━━━━━ AVAILABLE DATA ━━━━━
PR #10434, opened 2025-01-17
front: add version parameter to translations load path

### LINKED ISSUE #9965: Traductions not loading
### What happened?

About everywhere in the front, sometimes, traductions will not load, even when clearing every cache imaginable.
It seems to be linked to new features being released / new traductions entries being added.

Here is a recent example:
https://github.com/user-attachments/assets/d994c1c0-6fbf-4469-ae83-7e3fd7057661

I expect the traduction entries to always be available.

> [!NOTE]
> The translation files loaded by the browser should have a custom URL (containing a hash) so that when it changes everything is reloaded correctly.

1. Empty every local storage you've got
2. Reload the page
3. Go to a scenario page with an electrical profile set chosen, witness
4. Go to the output time table, witness

Recette (SNCF)

Firefox

94d3a84

emersion:
That way, every time we release a new OSRD version, we force browsers to refresh translation files. This is similar to the hash inserted in JS/CSS filenames by vite.

Docs: https://github.com/i18next/i18next-xhr-backend?tab=readme-ov-file#backend-options

Closes: https://github.com/OpenRailAssociation/osrd/issues/9965

### DIFF
--- a/front/src/i18n.ts
+++ b/front/src/i18n.ts
@@ -6,6 +6,8 @@ import { initReactI18next } from 'react-i18next';
 // Official languages codes to use from IANA
 // https://www.iana.org/assignments/language-subtag-registry/language-subtag-registry
 
+const version = encodeURIComponent(import.meta.env.VITE_OSRD_GIT_DESCRIBE);
+
 i18n
   .use(Backend)
   .use(initReactI18next)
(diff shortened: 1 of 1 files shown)


kmer2016 (approved):
Good job !

RomainValls (approved):
LGTM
━━━━━
- [TASK BRIEF]: Copy the entries above exactly. Miss none of them.

- [COMPLETED EXERCISE]:
PR #10434, opened 2025-01-17
front: add version parameter to translations load path

### LINKED ISSUE #9965: Traductions not loading
### What happened?

About everywhere in the front, sometimes, traductions will not load, even when clearing every cache imaginable.
It seems to be linked to new features being released / new traductions entries being added.

Here is a recent example:
https://github.com/user-attachments/assets/d994c1c0-6fbf-4469-ae83-7e3fd7057661

I expect the traduction entries to always be available.

> [!NOTE]
> The translation files loaded by the browser should have a custom URL (containing a hash) so that when it changes everything is reloaded correctly.

1. Empty every local storage you've got
2. Reload the page
3. Go to a scenario page with an electrical profile set chosen, witness
4. Go to the output time table, witness

Recette (SNCF)

Firefox

94d3a84

emersion:
That way, every time we release a new OSRD version, we force browsers to refresh translation files. This is similar to the hash inserted in JS/CSS filenames by vite.

Docs: https://github.com/i18next/i18next-xhr-backend?tab=readme-ov-file#backend-options

Closes: https://github.com/OpenRailAssociation/osrd/issues/9965

### DIFF
--- a/front/src/i18n.ts
+++ b/front/src/i18n.ts
@@ -6,6 +6,8 @@ import { initReactI18next } from 'react-i18next';
 // Official languages codes to use from IANA
 // https://www.iana.org/assignments/language-subtag-registry/language-subtag-registry
 
+const version = encodeURIComponent(import.meta.env.VITE_OSRD_GIT_DESCRIBE);
+
 i18n
   .use(Backend)
   .use(initReactI18next)
(diff shortened: 1 of 1 files shown)


kmer2016 (approved):
Good job !

RomainValls (approved):
LGTM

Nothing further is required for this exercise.